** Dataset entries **
PR #371, opened 2021-01-06
Introducing new ISM Action to create rollups

thalurur:
*Issue #, if available:*
N/A

*Description of changes:*
A new ISM Action called RollupAction is introduced to create single run rollups


src/main/kotlin/com/amazon/opendistroforelasticsearch/indexmanagement/indexstatemanagement/action/RollupAction.kt
```diff
@@ -0,0 +1,59 @@
...
+import com.amazon.opendistroforelasticsearch.indexmanagement.indexstatemanagement.step.rollup.AttemptCreateRollupJobStep
+import com.amazon.opendistroforelasticsearch.indexmanagement.indexstatemanagement.step.rollup.WaitForRollupCompletionStep
+import com.amazon.opendistroforelasticsearch.indexmanagement.rollup.model.ISMRollup
+import org.elasticsearch.client.Client
+import org.elasticsearch.cluster.service.ClusterService
+
+class RollupAction(
+    clusterService: ClusterService,
+    client: Client,
+    ismRollup: ISMRollup,
```
dbbaughe, line 31: Can probably remove this as it's on the RollupActionConfig that is already being passed in.

thalurur: right, agree. Will remove

src/main/kotlin/com/amazon/opendistroforelasticsearch/indexmanagement/indexstatemanagement/model/action/RollupActionConfig.kt
```diff
@@ -0,0 +1,91 @@
...
+
+    @Throws(IOException::class)
+    override fun writeTo(out: StreamOutput) {
+        super.writeTo(out)
+        ismRollup.writeTo(out)
+        out.writeInt(actionIndex)
+    }
+
+    companion object {
+        const val ISM_ROLLUP_FIELD = "ism_rollup"
```
dbbaughe, line 69: Do you think we need the ism prefix?

src/main/kotlin/com/amazon/opendistroforelasticsearch/indexmanagement/indexstatemanagement/model/managedindexmetadata/ActionProperties.kt
```diff
@@ -28,17 +28,23 @@ import org.elasticsearch.common.xcontent.XContentParserUtils.ensureExpectedToken
 /** Properties that will persist across steps of a single Action. Will be stored in the [ActionMetaData]. */
 data class ActionProperties(
     val maxNumSegments: Int? = null,
-    val snapshotName: String? = null
+    val snapshotName: String? = null,
+    val rollupId: String? = null,
+    val hasRollupFailed: Boolean? = null
```
dbbaughe, line 33: Possible to namespace these under "rollup" since they are related? Admittedly this was just a dumping ground of random values that needed to persist across step executions, but worried it'll continue to just grow and get confusing to reason about, especially if some properties are tied together.

src/main/kotlin/com/amazon/opendistroforelasticsearch/indexmanagement/indexstatemanagement/model/action/RollupActionConfig.kt
thalurur: kept it cause the schema is specific to ism rollup action, but not particular about it. However, the action is also called rollup so the json will look like below, if we remove

`{"rollup": {"rollup": { .. }}}` instead of `{"rollup": {"ism_rollup": { .. }}}`

src/main/kotlin/com/amazon/opendistroforelasticsearch/indexmanagement/rollup/model/ISMRollup.kt
```diff
@@ -0,0 +1,199 @@
...
+data class ISMRollup(
+    val description: String,
+    val targetIndex: String,
+    val pageSize: Int,
+    val dimensions: List<Dimension>,
+    val metrics: List<RollupMetrics>
+) : ToXContentObject, Writeable {
+
+    init {
+        require(pageSize in Rollup.MINIMUM_PAGE_SIZE..Rollup.MAXIMUM_PAGE_SIZE) { "Page size must be between ${Rollup.MINIMUM_PAGE_SIZE} " +
```
dbbaughe, line 47: nit: Would be good to somehow remove the duplication between the validations here and the other rollup, seems like if we add any in Rollup that applies here we have to remember to do it here too. Can be a TODO for a later time though.

src/main/kotlin/com/amazon/opendistroforelasticsearch/indexmanagement/rollup/model/ISMRollup.kt
```diff
@@ -0,0 +1,199 @@
...
+                                Dimension.Type.HISTOGRAM -> Histogram(sin)
+                            }
+                    )
+                }
+                dimensionsList.toList()
+            },
+            metrics = sin.readList(::RollupMetrics)
+    )
+
+    override fun toString(): String {
```
dbbaughe, line 117: I believe the doc id has a limit which this could hit?

dbbaughe: Ah I see the DigestUtils above, ignore this

src/main/resources/mappings/opendistro-ism-history.json
```diff
@@ -93,6 +93,17 @@
                       "type": "keyword"
                     }
                   }
+                },
+                "rollup_id": {
+                  "type": "text",
+                  "fields": {
+                    "raw": {
```
dbbaughe, line 100: Let's change to "keyword", not sure when "raw" got introduced but we have a mix of "raw" and "keyword" now for the sub field type keyword and majority is keyword so we'll try to stick with that.

src/main/kotlin/com/amazon/opendistroforelasticsearch/indexmanagement/rollup/model/ISMRollup.kt
thalurur: I am doing a fixed length hash - sha1

src/main/kotlin/com/amazon/opendistroforelasticsearch/indexmanagement/indexstatemanagement/model/managedindexmetadata/ActionProperties.kt
thalurur: will add a TODO for this, agree this can blow up if we add more fields to this

src/main/kotlin/com/amazon/opendistroforelasticsearch/indexmanagement/rollup/model/ISMRollup.kt
thalurur: sure will add a TODO

src/main/kotlin/com/amazon/opendistroforelasticsearch/indexmanagement/indexstatemanagement/step/rollup/AttemptCreateRollupJobStep.kt
```diff
@@ -0,0 +1,123 @@
...
+
+        // Creating a rollup job
+        val rollup = ismRollup.toRollup(indexName)
+        rollupId = rollup.id
+        logger.info("Attempting to create a rollup job $rollupId for index $indexName")
+
+        val indexRollupRequest = IndexRollupRequest(rollup, WriteRequest.RefreshPolicy.IMMEDIATE)
+
+        try {
+            val response = withContext(Dispatchers.IO) { client.execute(IndexRollupAction.INSTANCE, indexRollupRequest).actionGet() }
```
dbbaughe, line 64: As discussed offline let's change this to use the suspendUntil helper method we have instead of actionGet

src/main/kotlin/com/amazon/opendistroforelasticsearch/indexmanagement/indexstatemanagement/step/rollup/AttemptCreateRollupJobStep.kt
```diff
@@ -0,0 +1,123 @@
...
+            logger.info("Received status ${response.status.status} on trying to create rollup job $rollupId")
+
+            stepStatus = StepStatus.COMPLETED
+            info = mapOf("message" to getSuccessMessage(rollupId!!, indexName))
+        } catch (e: VersionConflictEngineException) {
+            val message = getFailedJobExistsMessage(rollupId!!, indexName)
+            logger.info(message)
+            if (rollupId == previousRunRollupId && hasPreviousRollupAttemptFailed != null && hasPreviousRollupAttemptFailed!!) {
```
dbbaughe, line 72: `hasPreviousRollupAttemptFailed != null && hasPreviousRollupAttemptFailed!!` can be changed to `hasPreviousRollupAttemptFailed == true`

src/main/kotlin/com/amazon/opendistroforelasticsearch/indexmanagement/indexstatemanagement/step/rollup/AttemptCreateRollupJobStep.kt
```diff
@@ -0,0 +1,123 @@
...
+        logger.info("Attempting to re-start the job $rollupId")
+        try {
+            val startRollupRequest = StartRollupRequest(rollupId!!)
+            client.execute(StartRollupAction.INSTANCE, startRollupRequest).actionGet()
+            stepStatus = StepStatus.COMPLETED
+            info = mapOf("message" to getSuccessRestartMessage(rollupId!!))
+        } catch (e: Exception) {
+            val message = getFailedToStartMessage(rollupId!!)
+            logger.error(message, e)
+            stepStatus = StepStatus.CONDITION_NOT_MET
```
dbbaughe, line 110: I think this will get this stuck in a loop if the start request fails 100% of the time for some reason, i.e. call _start, fail, set condition not met, try again next execution and repeat. Could then get very tricky trying to fix it as it never fails.

Could we set to FAILED here instead and let customer deal with transient failures by using the retry logic in the action?

src/main/kotlin/com/amazon/opendistroforelasticsearch/indexmanagement/indexstatemanagement/step/rollup/AttemptCreateRollupJobStep.kt
dbbaughe: What did we decide these mean again?

rollupId == previousRunRollupId is true but other is false
and
rollupId == previousRunRollupId is false but other is true

src/main/kotlin/com/amazon/opendistroforelasticsearch/indexmanagement/indexstatemanagement/step/rollup/AttemptCreateRollupJobStep.kt
```diff
@@ -0,0 +1,123 @@
...
+            info = mapOf("message" to message)
+        }
+    }
+
+    companion object {
```
dbbaughe, line 115: Can we change the messaging to be consistent with others as there was work to standardize them when they were all over the place. Mainly ending with `[index=$index]` and you can probably remove the `for index` parts.

src/main/kotlin/com/amazon/opendistroforelasticsearch/indexmanagement/indexstatemanagement/step/rollup/AttemptCreateRollupJobStep.kt
```diff
@@ -0,0 +1,123 @@
...
+        const val name = "attempt_create_rollup"
+        fun getFailedMessage(rollupId: String, index: String) = "Failed to create the rollup job [$rollupId] for index [$index]"
+        fun getFailedJobExistsMessage(rollupId: String, index: String) = "Rollup job [$rollupId] already exists for index [$index]"
```
dbbaughe, line 118: This is the message being shown to user, in the flow above it seems like we show this even when setting to COMPLETED which means it'll move on to the next step. So can we change it to reflect what is going to happen, like Rollup job [$rollupId] already exists, skipping creation [index=$index]. Or something better that you can come up with.

src/test/kotlin/com/amazon/opendistroforelasticsearch/indexmanagement/indexstatemanagement/action/RollupActionIT.kt
```diff
@@ -0,0 +1,228 @@
...
+        updateManagedIndexConfigStartTime(managedIndexConfig)
+        waitFor {
+            assertEquals(
+                    WaitForRollupCompletionStep.getJobCompletionMessage(rollupId),
+                    getExplainManagedIndexMetaData(indexName).info?.get("message")
+            )
+        }
+
+        waitFor {
+            val rollupJob = getRollup(rollupId = rollupId)
```
bowenlan-amzn, line 95: can move this waitFor into the above waitFor

bowenlan-amzn:
```
waitFor {
    val rollupJob = getRollup(rollupId = rollupId)
    assertNotNull("Rollup job doesn't have metadata set", rollupJob.metadataID)
    val rollupMetadata = getRollupMetadata(rollupJob.metadataID!!)
    assertEquals("Rollup is not finished", RollupMetadata.Status.FINISHED, rollupMetadata.status)
    assertEquals(
            WaitForRollupCompletionStep.getJobCompletionMessage(rollupId),
            getExplainManagedIndexMetaData(indexName).info?.get("message")
    )
}
```

src/main/resources/mappings/opendistro-ism-history.json
thalurur: sure, changed

src/main/kotlin/com/amazon/opendistroforelasticsearch/indexmanagement/indexstatemanagement/step/rollup/AttemptCreateRollupJobStep.kt
thalurur: 👍🏾

src/main/kotlin/com/amazon/opendistroforelasticsearch/indexmanagement/indexstatemanagement/step/rollup/AttemptCreateRollupJobStep.kt
thalurur: updated

src/main/kotlin/com/amazon/opendistroforelasticsearch/indexmanagement/indexstatemanagement/step/rollup/AttemptCreateRollupJobStep.kt
thalurur: sure make sense - changed to FAILED

src/main/kotlin/com/amazon/opendistroforelasticsearch/indexmanagement/indexstatemanagement/step/rollup/AttemptCreateRollupJobStep.kt
thalurur: updated

src/main/kotlin/com/amazon/opendistroforelasticsearch/indexmanagement/indexstatemanagement/step/rollup/AttemptCreateRollupJobStep.kt
thalurur: makes sense. changed

src/test/kotlin/com/amazon/opendistroforelasticsearch/indexmanagement/indexstatemanagement/action/RollupActionIT.kt
thalurur: updated

src/main/kotlin/com/amazon/opendistroforelasticsearch/indexmanagement/indexstatemanagement/model/action/RollupActionConfig.kt
thalurur: kept the prefix for now, let me know if otherwise

src/main/kotlin/com/amazon/opendistroforelasticsearch/indexmanagement/indexstatemanagement/step/rollup/WaitForRollupCompletionStep.kt
```diff
@@ -0,0 +1,132 @@
...
+
+    override fun isIdempotent() = true
+
+    override suspend fun execute(): WaitForRollupCompletionStep {
+        val rollupJobId = managedIndexMetaData.actionMetaData?.actionProperties?.rollupId
+
+        if (rollupJobId == null) {
+            logger.error("No rollup job id passed down")
+            stepStatus = StepStatus.FAILED
+        } else {
```
dbbaughe, line 50: Is this a real use case? If not could we not just pass down the config into the step that already contains the rollup ID?

src/main/kotlin/com/amazon/opendistroforelasticsearch/indexmanagement/indexstatemanagement/step/rollup/AttemptCreateRollupJobStep.kt
```diff
@@ -0,0 +1,122 @@
...
+        } catch (e: VersionConflictEngineException) {
+            val message = getFailedJobExistsMessage(rollup.id, indexName)
+            logger.info(message)
+            if (rollupId == previousRunRollupId && hasPreviousRollupAttemptFailed == true) {
+                startRollupJob(rollup.id)
+            } else {
+                stepStatus = StepStatus.COMPLETED
+                info = mapOf("info" to message)
+            }
+        } catch (e: Exception) {
```
dbbaughe, line 79: Refer to some of the other steps, but you need to handle RemoteTransportExceptions and unwrap the exception.

src/main/kotlin/com/amazon/opendistroforelasticsearch/indexmanagement/indexstatemanagement/step/rollup/WaitForRollupCompletionStep.kt
```diff
@@ -0,0 +1,132 @@
...
+
+                if (response.getIdsToExplain()[rollupJobId]?.metadata?.status == null) {
+                    logger.warn("Job $rollupJobId has not started yet")
+                    stepStatus = StepStatus.CONDITION_NOT_MET
+                    info = mapOf("message" to getJobProcessingMessage(rollupJobId, indexName))
+                } else {
+                    logger.info("Received metadata associated with $rollupJobId")
+                    processRollupMetadataStatus(rollupJobId, response.getIdsToExplain().getValue(rollupJobId)!!.metadata!!)
+                }
+            } catch (e: Exception) {
```
dbbaughe, line 64: Refer to some of the other steps, but you need to handle RemoteTransportExceptions and unwrap the exception.

src/main/kotlin/com/amazon/opendistroforelasticsearch/indexmanagement/indexstatemanagement/step/rollup/WaitForRollupCompletionStep.kt
```diff
@@ -0,0 +1,132 @@
...
+            stepStatus = StepStatus.FAILED
+        } else {
+            val explainRollupRequest = ExplainRollupRequest(listOf(rollupJobId))
+            try {
+                val response: ExplainRollupResponse = client.suspendUntil { execute(ExplainRollupAction.INSTANCE, explainRollupRequest, it) }
+                logger.info("Received the status for jobs [${response.getIdsToExplain().keys}]")
+
+                if (response.getIdsToExplain()[rollupJobId]?.metadata?.status == null) {
+                    logger.warn("Job $rollupJobId has not started yet")
+                    stepStatus = StepStatus.CONDITION_NOT_MET
```
dbbaughe, line 58: Any chance this never exists and we end up in a cycle here with it always failing?

src/main/kotlin/com/amazon/opendistroforelasticsearch/indexmanagement/indexstatemanagement/step/rollup/WaitForRollupCompletionStep.kt
```diff
@@ -0,0 +1,132 @@
...
+                    info = mapOf("message" to getJobProcessingMessage(rollupJobId, indexName))
+                } else {
+                    logger.info("Received metadata associated with $rollupJobId")
+                    processRollupMetadataStatus(rollupJobId, response.getIdsToExplain().getValue(rollupJobId)!!.metadata!!)
```
dbbaughe, line 62: Let's refactor to remove !!

src/main/kotlin/com/amazon/opendistroforelasticsearch/indexmanagement/indexstatemanagement/step/rollup/AttemptCreateRollupJobStep.kt
thalurur: sure, let me check

src/main/kotlin/com/amazon/opendistroforelasticsearch/indexmanagement/indexstatemanagement/step/rollup/WaitForRollupCompletionStep.kt
thalurur: I am not sure of any failure where we will not set the metadata, so I am inclined to say no

src/main/kotlin/com/amazon/opendistroforelasticsearch/indexmanagement/indexstatemanagement/step/rollup/WaitForRollupCompletionStep.kt
thalurur: you mean remove the log?

src/main/kotlin/com/amazon/opendistroforelasticsearch/indexmanagement/indexstatemanagement/step/rollup/WaitForRollupCompletionStep.kt
thalurur: I can't think of a case this will happen but programmatically it can since its an optional field. Can pass it down through the input the instead but would need to pass the whole `ISMRollup` object

src/main/kotlin/com/amazon/opendistroforelasticsearch/indexmanagement/indexstatemanagement/step/rollup/WaitForRollupCompletionStep.kt
thalurur: updated

src/main/kotlin/com/amazon/opendistroforelasticsearch/indexmanagement/indexstatemanagement/step/rollup/AttemptCreateRollupJobStep.kt
thalurur: updated

src/main/kotlin/com/amazon/opendistroforelasticsearch/indexmanagement/indexstatemanagement/step/rollup/WaitForRollupCompletionStep.kt
thalurur: removed the log

dbbaughe: No I meant the .getValue(rollupJobId)!!.metadata!!
You have two uses of !! here, it's a very big code smell in Kotlin to use !! in production code and we should try to refactor the code itself to remove the usage of them.

dbbaughe: As an example above line 57 just add something like
```kotlin
val metadata = response.getIdsToExplain()[rollupJobId]?.metadata
if (metadata?.status == null) {
...
} else {
//metadata is not null here so you can pass it in without !!
}
```

src/main/kotlin/com/amazon/opendistroforelasticsearch/indexmanagement/indexstatemanagement/step/rollup/WaitForRollupCompletionStep.kt
```diff
@@ -0,0 +1,132 @@
...
+            RollupMetadata.Status.STOPPED -> {
+                stepStatus = StepStatus.FAILED
+                hasRollupFailed = true
+                info = mapOf("message" to getJobFailedMessage(rollupJobId, indexName), "cause" to "${rollupMetadata.failureReason}")
+            }
+        }
+    }
+
+    fun processFailure(rollupJobId: String, e: Exception) {
+        stepStatus = StepStatus.CONDITION_NOT_MET
```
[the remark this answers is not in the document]
thalurur: sure, can leave it to the customer retry policy, will update to FAILED

src/main/kotlin/com/amazon/opendistroforelasticsearch/indexmanagement/indexstatemanagement/step/rollup/WaitForRollupCompletionStep.kt
```diff
@@ -0,0 +1,132 @@
...
+            }
+            RollupMetadata.Status.FINISHED -> {
+                stepStatus = StepStatus.COMPLETED
+                info = mapOf("message" to getJobCompletionMessage(rollupJobId, indexName))
+            }
+            RollupMetadata.Status.RETRY -> {
+                stepStatus = StepStatus.CONDITION_NOT_MET
+                info = mapOf("message" to getJobProcessingMessage(rollupJobId, indexName))
+            }
+            RollupMetadata.Status.STOPPED -> {
```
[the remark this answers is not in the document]
thalurur: I can't see in the code that it does but not entirely sure about it. Do you think we should set a constant message instead - "Rollup job was stopped"?

src/main/kotlin/com/amazon/opendistroforelasticsearch/indexmanagement/indexstatemanagement/step/rollup/WaitForRollupCompletionStep.kt
thalurur: got it, updated

src/main/kotlin/com/amazon/opendistroforelasticsearch/indexmanagement/indexstatemanagement/step/rollup/WaitForRollupCompletionStep.kt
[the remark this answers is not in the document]
dbbaughe: Yeah that might be better for this enum

src/main/kotlin/com/amazon/opendistroforelasticsearch/indexmanagement/indexstatemanagement/step/rollup/WaitForRollupCompletionStep.kt
dbbaughe: Ok, can either update to use the ISMRollup or just update this to at least include a message in info object.

src/main/kotlin/com/amazon/opendistroforelasticsearch/indexmanagement/indexstatemanagement/step/rollup/WaitForRollupCompletionStep.kt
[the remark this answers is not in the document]
thalurur: updated

src/main/kotlin/com/amazon/opendistroforelasticsearch/indexmanagement/indexstatemanagement/step/rollup/WaitForRollupCompletionStep.kt
thalurur: added the info message

dbbaughe (approved):

bowenlan-amzn (approved):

** Work request **
From the records above, repeat exactly the lines from the one with "thalurur: removed the log" through the one with "thalurur: I can't see", both included.

** Solution to this exercise **
thalurur: removed the log

dbbaughe: No I meant the .getValue(rollupJobId)!!.metadata!!
You have two uses of !! here, it's a very big code smell in Kotlin to use !! in production code and we should try to refactor the code itself to remove the usage of them.

dbbaughe: As an example above line 57 just add something like
```kotlin
val metadata = response.getIdsToExplain()[rollupJobId]?.metadata
if (metadata?.status == null) {
...
} else {
//metadata is not null here so you can pass it in without !!
}
```

src/main/kotlin/com/amazon/opendistroforelasticsearch/indexmanagement/indexstatemanagement/step/rollup/WaitForRollupCompletionStep.kt
```diff
@@ -0,0 +1,132 @@
...
+            RollupMetadata.Status.STOPPED -> {
+                stepStatus = StepStatus.FAILED
+                hasRollupFailed = true
+                info = mapOf("message" to getJobFailedMessage(rollupJobId, indexName), "cause" to "${rollupMetadata.failureReason}")
+            }
+        }
+    }
+
+    fun processFailure(rollupJobId: String, e: Exception) {
+        stepStatus = StepStatus.CONDITION_NOT_MET
```
[the remark this answers is not in the document]
thalurur: sure, can leave it to the customer retry policy, will update to FAILED

src/main/kotlin/com/amazon/opendistroforelasticsearch/indexmanagement/indexstatemanagement/step/rollup/WaitForRollupCompletionStep.kt
```diff
@@ -0,0 +1,132 @@
...
+            }
+            RollupMetadata.Status.FINISHED -> {
+                stepStatus = StepStatus.COMPLETED
+                info = mapOf("message" to getJobCompletionMessage(rollupJobId, indexName))
+            }
+            RollupMetadata.Status.RETRY -> {
+                stepStatus = StepStatus.CONDITION_NOT_MET
+                info = mapOf("message" to getJobProcessingMessage(rollupJobId, indexName))
+            }
+            RollupMetadata.Status.STOPPED -> {
```
[the remark this answers is not in the document]
thalurur: I can't see in the code that it does but not entirely sure about it. Do you think we should set a constant message instead - "Rollup job was stopped"?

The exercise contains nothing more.